> **INSTRUCTIONS TO FOLLOW**: Among the records below, find the line that has "PR #673, opened 2026-07-15"; from there, give the lines again exactly, and stop after the line that has "## Rotate blocks".

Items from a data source
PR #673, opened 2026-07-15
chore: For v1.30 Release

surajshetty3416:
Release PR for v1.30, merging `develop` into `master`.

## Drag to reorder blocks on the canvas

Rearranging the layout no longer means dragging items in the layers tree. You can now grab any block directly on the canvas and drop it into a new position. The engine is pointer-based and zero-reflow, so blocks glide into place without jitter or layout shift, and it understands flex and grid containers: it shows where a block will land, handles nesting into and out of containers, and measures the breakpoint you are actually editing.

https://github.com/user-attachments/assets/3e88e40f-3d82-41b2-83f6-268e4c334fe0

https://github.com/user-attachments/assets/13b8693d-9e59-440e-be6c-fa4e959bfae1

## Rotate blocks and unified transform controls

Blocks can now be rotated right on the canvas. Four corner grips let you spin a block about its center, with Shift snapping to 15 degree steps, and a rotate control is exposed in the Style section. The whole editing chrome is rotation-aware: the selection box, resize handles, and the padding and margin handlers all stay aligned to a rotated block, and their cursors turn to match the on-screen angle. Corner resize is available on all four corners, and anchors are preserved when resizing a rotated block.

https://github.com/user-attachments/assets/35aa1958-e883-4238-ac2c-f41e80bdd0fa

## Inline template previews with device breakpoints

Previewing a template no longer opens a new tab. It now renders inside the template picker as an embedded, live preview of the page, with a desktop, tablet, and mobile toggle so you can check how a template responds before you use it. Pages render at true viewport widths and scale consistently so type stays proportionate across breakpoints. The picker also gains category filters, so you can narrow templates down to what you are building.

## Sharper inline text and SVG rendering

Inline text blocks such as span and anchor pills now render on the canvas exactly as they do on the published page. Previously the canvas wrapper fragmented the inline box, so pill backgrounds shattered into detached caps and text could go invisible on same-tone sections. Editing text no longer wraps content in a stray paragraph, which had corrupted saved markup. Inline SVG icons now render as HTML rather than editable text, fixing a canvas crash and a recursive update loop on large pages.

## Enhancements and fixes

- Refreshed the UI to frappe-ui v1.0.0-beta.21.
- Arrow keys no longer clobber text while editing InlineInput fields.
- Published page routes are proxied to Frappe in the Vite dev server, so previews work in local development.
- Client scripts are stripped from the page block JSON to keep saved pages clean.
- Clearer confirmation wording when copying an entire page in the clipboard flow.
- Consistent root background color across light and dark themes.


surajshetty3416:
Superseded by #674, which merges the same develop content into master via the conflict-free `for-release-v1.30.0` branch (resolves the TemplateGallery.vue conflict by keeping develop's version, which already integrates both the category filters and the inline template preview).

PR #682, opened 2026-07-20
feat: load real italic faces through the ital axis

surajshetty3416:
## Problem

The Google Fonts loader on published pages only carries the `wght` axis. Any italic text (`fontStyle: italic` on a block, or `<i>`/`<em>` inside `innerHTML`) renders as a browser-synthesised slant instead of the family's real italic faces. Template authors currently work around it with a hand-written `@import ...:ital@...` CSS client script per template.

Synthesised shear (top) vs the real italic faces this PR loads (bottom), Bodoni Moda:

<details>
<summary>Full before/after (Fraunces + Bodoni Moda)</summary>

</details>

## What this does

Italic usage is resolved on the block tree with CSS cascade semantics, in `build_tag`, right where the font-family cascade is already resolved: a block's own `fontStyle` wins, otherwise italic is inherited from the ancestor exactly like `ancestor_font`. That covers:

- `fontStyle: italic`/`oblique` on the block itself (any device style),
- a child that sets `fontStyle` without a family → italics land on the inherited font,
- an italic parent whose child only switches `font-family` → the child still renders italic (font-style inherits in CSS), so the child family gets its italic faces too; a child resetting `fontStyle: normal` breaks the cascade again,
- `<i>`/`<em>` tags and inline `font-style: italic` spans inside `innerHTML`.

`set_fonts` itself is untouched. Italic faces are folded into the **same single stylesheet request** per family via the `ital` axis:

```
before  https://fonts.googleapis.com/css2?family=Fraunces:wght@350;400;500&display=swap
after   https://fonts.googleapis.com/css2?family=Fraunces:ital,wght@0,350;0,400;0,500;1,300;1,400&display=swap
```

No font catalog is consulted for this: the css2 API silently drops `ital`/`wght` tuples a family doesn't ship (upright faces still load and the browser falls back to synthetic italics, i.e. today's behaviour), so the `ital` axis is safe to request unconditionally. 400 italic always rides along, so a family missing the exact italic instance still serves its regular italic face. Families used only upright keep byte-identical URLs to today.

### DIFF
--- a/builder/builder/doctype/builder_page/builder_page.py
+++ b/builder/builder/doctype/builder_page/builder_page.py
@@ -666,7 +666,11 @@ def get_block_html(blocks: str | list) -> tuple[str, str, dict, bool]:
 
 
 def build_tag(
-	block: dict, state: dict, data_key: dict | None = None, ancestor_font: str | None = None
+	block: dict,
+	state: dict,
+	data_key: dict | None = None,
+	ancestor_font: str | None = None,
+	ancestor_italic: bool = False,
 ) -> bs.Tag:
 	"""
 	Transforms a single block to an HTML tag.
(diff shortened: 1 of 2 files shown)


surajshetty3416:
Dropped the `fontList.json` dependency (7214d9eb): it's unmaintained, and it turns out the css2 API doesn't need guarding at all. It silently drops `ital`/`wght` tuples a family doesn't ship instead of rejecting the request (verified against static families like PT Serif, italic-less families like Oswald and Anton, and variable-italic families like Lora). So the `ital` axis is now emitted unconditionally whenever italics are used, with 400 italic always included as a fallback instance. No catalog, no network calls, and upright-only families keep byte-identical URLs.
---
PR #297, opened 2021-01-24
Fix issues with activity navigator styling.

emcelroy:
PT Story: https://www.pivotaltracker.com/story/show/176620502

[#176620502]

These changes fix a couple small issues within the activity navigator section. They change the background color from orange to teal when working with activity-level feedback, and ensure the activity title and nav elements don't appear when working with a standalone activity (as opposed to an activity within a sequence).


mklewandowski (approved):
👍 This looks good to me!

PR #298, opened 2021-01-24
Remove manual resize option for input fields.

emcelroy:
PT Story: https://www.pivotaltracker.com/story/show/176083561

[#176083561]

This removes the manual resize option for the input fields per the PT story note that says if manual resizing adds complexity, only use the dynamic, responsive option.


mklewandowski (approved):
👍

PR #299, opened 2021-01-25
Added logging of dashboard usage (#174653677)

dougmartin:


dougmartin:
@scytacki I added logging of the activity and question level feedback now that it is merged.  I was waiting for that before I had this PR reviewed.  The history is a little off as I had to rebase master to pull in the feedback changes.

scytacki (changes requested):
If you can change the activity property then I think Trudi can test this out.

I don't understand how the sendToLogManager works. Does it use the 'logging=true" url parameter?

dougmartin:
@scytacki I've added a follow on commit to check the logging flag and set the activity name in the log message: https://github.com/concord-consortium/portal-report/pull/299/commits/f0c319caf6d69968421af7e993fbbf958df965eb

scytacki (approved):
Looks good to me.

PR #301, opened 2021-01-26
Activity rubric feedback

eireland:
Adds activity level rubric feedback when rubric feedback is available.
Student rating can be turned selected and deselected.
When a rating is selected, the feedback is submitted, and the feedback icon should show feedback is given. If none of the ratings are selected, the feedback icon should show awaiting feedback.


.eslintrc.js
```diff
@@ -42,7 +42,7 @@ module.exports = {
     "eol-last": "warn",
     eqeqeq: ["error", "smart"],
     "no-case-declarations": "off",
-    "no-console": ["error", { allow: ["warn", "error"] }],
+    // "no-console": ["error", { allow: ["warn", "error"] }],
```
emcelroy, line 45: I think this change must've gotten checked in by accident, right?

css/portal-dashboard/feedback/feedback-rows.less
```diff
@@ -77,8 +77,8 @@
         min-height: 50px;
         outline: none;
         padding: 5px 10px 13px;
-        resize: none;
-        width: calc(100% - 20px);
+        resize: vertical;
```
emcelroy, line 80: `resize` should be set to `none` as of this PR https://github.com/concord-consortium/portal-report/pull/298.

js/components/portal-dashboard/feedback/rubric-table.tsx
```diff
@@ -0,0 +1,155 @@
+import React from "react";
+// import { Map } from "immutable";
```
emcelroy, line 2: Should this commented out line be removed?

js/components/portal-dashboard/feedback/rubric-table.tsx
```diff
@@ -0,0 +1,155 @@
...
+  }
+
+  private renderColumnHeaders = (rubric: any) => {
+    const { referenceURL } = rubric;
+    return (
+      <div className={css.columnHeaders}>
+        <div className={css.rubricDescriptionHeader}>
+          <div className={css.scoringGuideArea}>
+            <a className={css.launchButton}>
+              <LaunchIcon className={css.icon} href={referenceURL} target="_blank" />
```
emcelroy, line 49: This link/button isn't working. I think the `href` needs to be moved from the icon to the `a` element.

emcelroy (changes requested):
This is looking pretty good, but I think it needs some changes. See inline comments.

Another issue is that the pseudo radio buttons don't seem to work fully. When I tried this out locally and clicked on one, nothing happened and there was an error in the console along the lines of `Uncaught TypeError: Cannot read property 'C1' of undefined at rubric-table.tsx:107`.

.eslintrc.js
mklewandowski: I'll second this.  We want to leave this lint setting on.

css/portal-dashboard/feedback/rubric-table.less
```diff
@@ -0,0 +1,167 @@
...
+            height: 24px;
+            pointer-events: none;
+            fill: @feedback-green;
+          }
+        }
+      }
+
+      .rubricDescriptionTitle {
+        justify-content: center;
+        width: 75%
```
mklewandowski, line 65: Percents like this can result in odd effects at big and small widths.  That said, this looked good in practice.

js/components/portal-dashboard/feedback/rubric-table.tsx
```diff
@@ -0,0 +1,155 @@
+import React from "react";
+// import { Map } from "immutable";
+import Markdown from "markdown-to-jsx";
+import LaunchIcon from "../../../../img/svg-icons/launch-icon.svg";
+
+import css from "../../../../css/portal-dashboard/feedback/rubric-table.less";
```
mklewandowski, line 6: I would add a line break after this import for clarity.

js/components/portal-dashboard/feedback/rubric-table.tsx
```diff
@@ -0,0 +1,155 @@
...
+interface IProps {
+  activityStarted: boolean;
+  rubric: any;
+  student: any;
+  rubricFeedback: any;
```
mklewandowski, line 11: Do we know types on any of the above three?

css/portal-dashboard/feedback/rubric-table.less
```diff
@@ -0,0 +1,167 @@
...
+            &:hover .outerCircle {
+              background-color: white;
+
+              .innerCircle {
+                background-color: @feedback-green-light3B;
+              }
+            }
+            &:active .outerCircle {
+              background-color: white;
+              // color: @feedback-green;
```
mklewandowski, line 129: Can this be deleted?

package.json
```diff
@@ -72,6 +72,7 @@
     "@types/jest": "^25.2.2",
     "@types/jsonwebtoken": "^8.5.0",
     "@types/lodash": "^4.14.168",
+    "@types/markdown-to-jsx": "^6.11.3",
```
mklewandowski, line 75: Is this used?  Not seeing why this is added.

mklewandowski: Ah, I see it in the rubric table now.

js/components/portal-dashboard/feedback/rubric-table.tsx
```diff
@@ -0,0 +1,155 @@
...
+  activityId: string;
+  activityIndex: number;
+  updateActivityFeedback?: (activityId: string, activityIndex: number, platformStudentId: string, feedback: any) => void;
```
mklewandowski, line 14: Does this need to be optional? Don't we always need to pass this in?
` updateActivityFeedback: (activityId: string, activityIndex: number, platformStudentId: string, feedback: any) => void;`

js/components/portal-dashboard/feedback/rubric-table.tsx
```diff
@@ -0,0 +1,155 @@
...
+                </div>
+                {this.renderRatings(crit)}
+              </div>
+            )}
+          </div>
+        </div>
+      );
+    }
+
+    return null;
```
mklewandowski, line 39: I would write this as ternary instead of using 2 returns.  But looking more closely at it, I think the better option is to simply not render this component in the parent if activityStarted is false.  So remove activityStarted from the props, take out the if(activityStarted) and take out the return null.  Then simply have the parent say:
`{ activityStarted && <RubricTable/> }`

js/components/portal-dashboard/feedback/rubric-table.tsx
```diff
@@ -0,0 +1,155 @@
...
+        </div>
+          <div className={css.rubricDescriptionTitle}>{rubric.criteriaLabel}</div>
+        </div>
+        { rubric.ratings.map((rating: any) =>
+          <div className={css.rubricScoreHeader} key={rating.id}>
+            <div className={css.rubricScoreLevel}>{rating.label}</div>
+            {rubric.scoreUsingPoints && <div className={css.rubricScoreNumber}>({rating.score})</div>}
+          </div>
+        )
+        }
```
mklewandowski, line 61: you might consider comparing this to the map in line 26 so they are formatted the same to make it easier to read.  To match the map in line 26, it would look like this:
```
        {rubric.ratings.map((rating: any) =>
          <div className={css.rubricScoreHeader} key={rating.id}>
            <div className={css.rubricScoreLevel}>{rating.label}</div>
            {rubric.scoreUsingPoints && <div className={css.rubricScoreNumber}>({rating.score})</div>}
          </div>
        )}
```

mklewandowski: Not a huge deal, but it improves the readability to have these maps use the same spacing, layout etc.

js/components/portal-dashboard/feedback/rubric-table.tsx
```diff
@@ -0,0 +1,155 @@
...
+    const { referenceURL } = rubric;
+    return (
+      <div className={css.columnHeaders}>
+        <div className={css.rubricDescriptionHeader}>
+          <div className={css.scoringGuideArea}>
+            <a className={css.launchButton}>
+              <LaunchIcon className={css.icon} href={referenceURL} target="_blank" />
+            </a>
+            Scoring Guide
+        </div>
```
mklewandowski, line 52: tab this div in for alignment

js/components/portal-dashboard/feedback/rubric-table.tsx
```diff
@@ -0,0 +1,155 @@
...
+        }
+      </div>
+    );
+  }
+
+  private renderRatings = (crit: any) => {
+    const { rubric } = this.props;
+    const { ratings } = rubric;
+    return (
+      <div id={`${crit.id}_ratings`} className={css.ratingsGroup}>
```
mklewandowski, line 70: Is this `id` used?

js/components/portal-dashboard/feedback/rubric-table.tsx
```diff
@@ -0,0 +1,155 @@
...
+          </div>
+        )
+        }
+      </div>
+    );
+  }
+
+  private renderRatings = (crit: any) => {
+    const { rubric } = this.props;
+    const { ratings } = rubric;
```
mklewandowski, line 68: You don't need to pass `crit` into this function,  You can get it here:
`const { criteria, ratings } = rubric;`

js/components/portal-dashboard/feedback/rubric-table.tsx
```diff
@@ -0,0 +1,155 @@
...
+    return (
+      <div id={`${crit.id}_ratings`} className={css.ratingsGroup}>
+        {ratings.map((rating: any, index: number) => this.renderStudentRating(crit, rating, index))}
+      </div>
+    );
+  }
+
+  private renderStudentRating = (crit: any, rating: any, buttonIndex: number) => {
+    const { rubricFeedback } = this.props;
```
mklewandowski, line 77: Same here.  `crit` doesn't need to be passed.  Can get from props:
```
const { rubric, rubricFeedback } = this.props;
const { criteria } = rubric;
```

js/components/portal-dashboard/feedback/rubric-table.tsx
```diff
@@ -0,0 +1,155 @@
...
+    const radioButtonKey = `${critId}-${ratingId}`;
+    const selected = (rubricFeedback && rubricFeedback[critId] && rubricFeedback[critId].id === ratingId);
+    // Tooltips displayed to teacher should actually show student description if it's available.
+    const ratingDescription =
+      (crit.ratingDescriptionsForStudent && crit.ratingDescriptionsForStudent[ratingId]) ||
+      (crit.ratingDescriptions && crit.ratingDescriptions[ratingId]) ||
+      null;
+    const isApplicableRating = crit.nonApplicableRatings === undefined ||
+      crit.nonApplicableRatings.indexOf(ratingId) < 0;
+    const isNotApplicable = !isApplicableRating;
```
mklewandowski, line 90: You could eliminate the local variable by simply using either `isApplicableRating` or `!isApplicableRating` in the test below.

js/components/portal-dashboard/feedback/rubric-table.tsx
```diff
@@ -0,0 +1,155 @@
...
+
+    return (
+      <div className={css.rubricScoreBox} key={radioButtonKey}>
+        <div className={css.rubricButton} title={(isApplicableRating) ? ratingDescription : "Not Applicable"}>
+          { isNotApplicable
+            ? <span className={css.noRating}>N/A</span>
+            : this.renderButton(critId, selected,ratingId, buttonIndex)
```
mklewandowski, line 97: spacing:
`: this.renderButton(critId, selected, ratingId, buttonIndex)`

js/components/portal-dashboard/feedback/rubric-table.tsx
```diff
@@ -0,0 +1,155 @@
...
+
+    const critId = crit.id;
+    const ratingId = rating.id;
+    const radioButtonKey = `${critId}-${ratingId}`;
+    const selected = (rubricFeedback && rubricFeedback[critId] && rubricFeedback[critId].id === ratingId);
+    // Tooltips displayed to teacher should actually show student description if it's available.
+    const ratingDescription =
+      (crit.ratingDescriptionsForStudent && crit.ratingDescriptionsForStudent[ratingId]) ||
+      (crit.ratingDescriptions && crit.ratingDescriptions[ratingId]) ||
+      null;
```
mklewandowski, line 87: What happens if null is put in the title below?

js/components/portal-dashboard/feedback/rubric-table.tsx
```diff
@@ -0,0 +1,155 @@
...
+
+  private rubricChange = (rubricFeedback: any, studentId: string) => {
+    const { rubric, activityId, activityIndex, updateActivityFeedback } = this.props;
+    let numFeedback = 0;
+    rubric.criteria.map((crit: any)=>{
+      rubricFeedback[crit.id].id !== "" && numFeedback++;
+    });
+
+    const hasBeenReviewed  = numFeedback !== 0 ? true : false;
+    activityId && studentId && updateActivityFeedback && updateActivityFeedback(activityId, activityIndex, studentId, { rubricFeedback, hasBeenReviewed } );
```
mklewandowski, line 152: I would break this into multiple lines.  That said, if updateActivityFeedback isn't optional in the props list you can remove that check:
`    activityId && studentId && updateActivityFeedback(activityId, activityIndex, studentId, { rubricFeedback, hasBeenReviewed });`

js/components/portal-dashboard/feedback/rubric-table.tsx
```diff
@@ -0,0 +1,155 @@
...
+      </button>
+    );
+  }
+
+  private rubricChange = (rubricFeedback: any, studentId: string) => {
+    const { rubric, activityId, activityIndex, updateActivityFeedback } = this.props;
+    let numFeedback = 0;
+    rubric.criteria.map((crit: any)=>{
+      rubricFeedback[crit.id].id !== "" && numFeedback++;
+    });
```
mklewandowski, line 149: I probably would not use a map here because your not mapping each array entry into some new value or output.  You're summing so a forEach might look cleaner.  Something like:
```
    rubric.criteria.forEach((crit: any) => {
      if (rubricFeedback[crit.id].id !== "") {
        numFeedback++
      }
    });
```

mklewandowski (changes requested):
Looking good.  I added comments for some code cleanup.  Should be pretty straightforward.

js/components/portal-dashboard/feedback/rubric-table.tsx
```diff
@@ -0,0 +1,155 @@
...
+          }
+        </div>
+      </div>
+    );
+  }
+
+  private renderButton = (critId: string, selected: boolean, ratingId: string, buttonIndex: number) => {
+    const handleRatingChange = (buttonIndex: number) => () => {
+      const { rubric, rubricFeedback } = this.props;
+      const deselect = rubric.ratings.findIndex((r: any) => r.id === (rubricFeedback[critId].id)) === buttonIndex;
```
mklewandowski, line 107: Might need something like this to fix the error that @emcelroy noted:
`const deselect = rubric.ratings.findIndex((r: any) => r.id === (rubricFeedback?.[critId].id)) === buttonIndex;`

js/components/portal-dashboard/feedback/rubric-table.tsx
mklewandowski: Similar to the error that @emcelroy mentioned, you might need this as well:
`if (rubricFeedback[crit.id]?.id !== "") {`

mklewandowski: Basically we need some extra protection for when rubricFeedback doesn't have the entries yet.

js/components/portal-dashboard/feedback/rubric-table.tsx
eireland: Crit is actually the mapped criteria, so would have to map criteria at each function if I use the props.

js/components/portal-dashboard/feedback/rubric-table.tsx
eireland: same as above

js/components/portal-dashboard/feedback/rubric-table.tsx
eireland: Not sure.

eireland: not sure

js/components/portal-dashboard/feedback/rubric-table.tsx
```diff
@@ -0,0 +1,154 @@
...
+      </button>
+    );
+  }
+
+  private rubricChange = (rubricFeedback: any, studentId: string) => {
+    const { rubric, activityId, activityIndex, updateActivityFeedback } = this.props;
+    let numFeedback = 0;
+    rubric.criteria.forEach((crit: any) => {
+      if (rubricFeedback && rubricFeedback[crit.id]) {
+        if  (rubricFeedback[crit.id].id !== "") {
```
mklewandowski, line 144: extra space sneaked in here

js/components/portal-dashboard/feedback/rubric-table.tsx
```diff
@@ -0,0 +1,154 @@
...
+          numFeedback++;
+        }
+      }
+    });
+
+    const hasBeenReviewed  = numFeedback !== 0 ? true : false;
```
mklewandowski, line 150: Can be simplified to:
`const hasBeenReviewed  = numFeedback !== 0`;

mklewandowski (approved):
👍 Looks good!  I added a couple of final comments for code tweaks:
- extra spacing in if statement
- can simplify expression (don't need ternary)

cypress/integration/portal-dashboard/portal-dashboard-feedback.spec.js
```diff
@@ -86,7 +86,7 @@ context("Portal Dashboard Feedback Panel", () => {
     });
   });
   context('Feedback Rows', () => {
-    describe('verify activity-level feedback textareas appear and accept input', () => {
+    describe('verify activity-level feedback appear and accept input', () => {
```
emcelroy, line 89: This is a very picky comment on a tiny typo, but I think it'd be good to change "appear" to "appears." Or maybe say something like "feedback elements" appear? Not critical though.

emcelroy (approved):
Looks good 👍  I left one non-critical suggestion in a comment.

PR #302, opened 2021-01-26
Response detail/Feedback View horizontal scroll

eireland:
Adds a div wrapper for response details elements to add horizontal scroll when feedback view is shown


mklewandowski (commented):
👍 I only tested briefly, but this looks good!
==
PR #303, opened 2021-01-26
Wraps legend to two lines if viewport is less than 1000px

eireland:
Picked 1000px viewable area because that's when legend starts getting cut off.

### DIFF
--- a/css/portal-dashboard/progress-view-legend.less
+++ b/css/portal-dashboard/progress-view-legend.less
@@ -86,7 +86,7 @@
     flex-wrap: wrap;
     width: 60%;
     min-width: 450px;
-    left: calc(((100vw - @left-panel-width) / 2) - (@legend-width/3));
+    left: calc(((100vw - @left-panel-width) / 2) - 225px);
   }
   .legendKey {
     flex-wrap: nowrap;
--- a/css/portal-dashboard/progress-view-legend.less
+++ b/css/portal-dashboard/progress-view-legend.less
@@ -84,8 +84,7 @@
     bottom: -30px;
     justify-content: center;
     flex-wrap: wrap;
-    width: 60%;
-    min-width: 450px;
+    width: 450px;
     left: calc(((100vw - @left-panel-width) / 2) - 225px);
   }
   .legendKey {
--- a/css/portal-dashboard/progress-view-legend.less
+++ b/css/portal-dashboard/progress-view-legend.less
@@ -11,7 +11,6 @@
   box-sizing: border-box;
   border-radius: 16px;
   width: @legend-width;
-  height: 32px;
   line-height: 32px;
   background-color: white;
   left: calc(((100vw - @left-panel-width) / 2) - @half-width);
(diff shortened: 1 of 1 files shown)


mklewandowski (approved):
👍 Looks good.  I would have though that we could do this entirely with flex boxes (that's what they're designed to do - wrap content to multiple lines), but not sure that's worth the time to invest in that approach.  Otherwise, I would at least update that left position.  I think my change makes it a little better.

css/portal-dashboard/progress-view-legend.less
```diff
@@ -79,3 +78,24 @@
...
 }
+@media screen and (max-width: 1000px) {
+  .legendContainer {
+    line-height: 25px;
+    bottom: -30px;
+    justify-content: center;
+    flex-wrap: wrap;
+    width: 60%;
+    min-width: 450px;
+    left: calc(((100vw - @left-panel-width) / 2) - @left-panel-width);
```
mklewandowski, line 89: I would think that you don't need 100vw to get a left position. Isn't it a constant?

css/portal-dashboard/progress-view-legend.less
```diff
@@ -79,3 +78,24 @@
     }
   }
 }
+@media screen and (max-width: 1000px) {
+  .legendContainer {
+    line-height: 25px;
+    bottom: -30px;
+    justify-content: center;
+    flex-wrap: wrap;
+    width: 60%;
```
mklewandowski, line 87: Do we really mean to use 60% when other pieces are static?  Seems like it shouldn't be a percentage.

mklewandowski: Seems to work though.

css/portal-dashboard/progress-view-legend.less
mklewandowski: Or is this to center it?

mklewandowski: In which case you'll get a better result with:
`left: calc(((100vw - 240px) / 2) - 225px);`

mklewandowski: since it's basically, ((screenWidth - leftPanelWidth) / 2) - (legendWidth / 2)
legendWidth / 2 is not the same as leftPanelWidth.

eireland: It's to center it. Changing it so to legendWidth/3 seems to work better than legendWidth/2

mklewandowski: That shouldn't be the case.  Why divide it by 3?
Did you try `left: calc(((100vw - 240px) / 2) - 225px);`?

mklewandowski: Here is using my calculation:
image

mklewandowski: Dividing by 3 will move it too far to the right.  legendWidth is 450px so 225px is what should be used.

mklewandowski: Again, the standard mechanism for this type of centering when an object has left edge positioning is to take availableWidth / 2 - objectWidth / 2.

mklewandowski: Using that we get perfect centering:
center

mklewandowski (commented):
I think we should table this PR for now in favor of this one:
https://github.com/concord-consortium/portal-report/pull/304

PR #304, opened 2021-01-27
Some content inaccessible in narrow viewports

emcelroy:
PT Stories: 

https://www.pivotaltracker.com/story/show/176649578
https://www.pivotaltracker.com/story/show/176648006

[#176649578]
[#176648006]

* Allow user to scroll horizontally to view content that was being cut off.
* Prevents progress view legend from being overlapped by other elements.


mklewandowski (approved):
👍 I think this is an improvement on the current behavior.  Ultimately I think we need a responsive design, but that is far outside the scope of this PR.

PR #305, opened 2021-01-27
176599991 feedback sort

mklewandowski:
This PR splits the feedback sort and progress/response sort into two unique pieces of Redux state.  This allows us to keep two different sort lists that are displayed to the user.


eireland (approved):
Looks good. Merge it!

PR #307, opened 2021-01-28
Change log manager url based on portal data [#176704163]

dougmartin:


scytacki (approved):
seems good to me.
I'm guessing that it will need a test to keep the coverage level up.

> **RESPONSE BELOW**:
PR #673, opened 2026-07-15
chore: For v1.30 Release

surajshetty3416:
Release PR for v1.30, merging `develop` into `master`.

## Drag to reorder blocks on the canvas

Rearranging the layout no longer means dragging items in the layers tree. You can now grab any block directly on the canvas and drop it into a new position. The engine is pointer-based and zero-reflow, so blocks glide into place without jitter or layout shift, and it understands flex and grid containers: it shows where a block will land, handles nesting into and out of containers, and measures the breakpoint you are actually editing.

https://github.com/user-attachments/assets/3e88e40f-3d82-41b2-83f6-268e4c334fe0

https://github.com/user-attachments/assets/13b8693d-9e59-440e-be6c-fa4e959bfae1

## Rotate blocks and unified transform controls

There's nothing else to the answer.